Exercise aim
Read the lines of the data below and retrieve those with "Gene".

Stored data entries

PR #759, opened 2020-10-05
AGR-1846 Dataset search updates

kevinschaper:
Category renamed, data provider note added, color set, ID collection in place of Source + Cross References

### DIFF
--- a/src/constants.js
+++ b/src/constants.js
@@ -21,16 +21,6 @@ export const CATEGORIES = [
     displayFields: ['name', 'synonyms', 'id', 'biotype'],
   },
   {
-    name: 'go',
-    displayName: 'Gene Ontology',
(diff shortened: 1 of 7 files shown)


src/constants.js
```diff
@@ -44,7 +39,12 @@ export const CATEGORIES = [
     name: 'model',
     displayName: 'Model',
     displayFields: ['id','synonyms'],
-  }
+  },
```
gildossantos, line 42: Order suggested in Slack #search by Leyla (and confirmed by Stacia) was to simply add dataset to the end of the existing list. So: 1. Gene 2. Gene Ontology 3. Disease 4. Allele 5. Model 6. HTP Dataset Index. I edited the file to match that.

paaatrick (approved):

Response to this task
-    displayName: 'Gene Ontology',
gildossantos, line 42: Order suggested in Slack #search by Leyla (and confirmed by Stacia) was to simply add dataset to the end of the existing list. So: 1. Gene 2. Gene Ontology 3. Disease 4. Allele 5. Model 6. HTP Dataset Index. I edited the file to match that.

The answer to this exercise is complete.